◆ THE TASK
Please print every line of the listing, unchanged.
══ MATERIAL FOR THE TASK ══
Issue #189, opened 2019-01-30
MySQL Projections skipping events (SingleStreamStrategy)


fritz-gerneth:
**Issue**: under unknown circumstances the `PdoEventStoreReadModelProjector` skips applying events to registered handlers. 

I have seen this issue happen a few times over the past year only. Yet since missing events in the projections causes quite a few problems I'm trying to figure out the issue since then. Creating this issue for tracking & by any chance input from others. 

**Setup**: Mysql EventStore & Projections with SingleStreamStrategy running in their own process. DB Server and process server running on different VM hosts.

Projection options:
```
PdoEventStoreReadModelProjector::OPTION_PERSIST_BLOCK_SIZE => 1,
PdoEventStoreReadModelProjector::OPTION_PCNTL_DISPATCH => true,
PdoEventStoreReadModelProjector::OPTION_LOCK_TIMEOUT_MS => 20000,
PdoEventStoreReadModelProjector::OPTION_UPDATE_LOCK_THRESHOLD => 15000,
```

**Symptoms**: take a simple set of `IssueCreated`, `IssueUpdated`, `IssueDeleted` of any examplary `Issue` AR. Events occuring in the typical order of `IssueCreated` -> `IssueUpdated` (n times) -> `IssueDeleted`. The projection simply maintains a list of all (undeleted) issues and their latest values. Each event has a handler registered to either insert a row, update a row or delete the row respectively.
═══
◆ TASK RESPONSE
Issue #189, opened 2019-01-30
MySQL Projections skipping events (SingleStreamStrategy)


fritz-gerneth:
**Issue**: under unknown circumstances the `PdoEventStoreReadModelProjector` skips applying events to registered handlers. 

I have seen this issue happen a few times over the past year only. Yet since missing events in the projections causes quite a few problems I'm trying to figure out the issue since then. Creating this issue for tracking & by any chance input from others. 

**Setup**: Mysql EventStore & Projections with SingleStreamStrategy running in their own process. DB Server and process server running on different VM hosts.

Projection options:
```
PdoEventStoreReadModelProjector::OPTION_PERSIST_BLOCK_SIZE => 1,
PdoEventStoreReadModelProjector::OPTION_PCNTL_DISPATCH => true,
PdoEventStoreReadModelProjector::OPTION_LOCK_TIMEOUT_MS => 20000,
PdoEventStoreReadModelProjector::OPTION_UPDATE_LOCK_THRESHOLD => 15000,
```

**Symptoms**: take a simple set of `IssueCreated`, `IssueUpdated`, `IssueDeleted` of any examplary `Issue` AR. Events occuring in the typical order of `IssueCreated` -> `IssueUpdated` (n times) -> `IssueDeleted`. The projection simply maintains a list of all (undeleted) issues and their latest values. Each event has a handler registered to either insert a row, update a row or delete the row respectively.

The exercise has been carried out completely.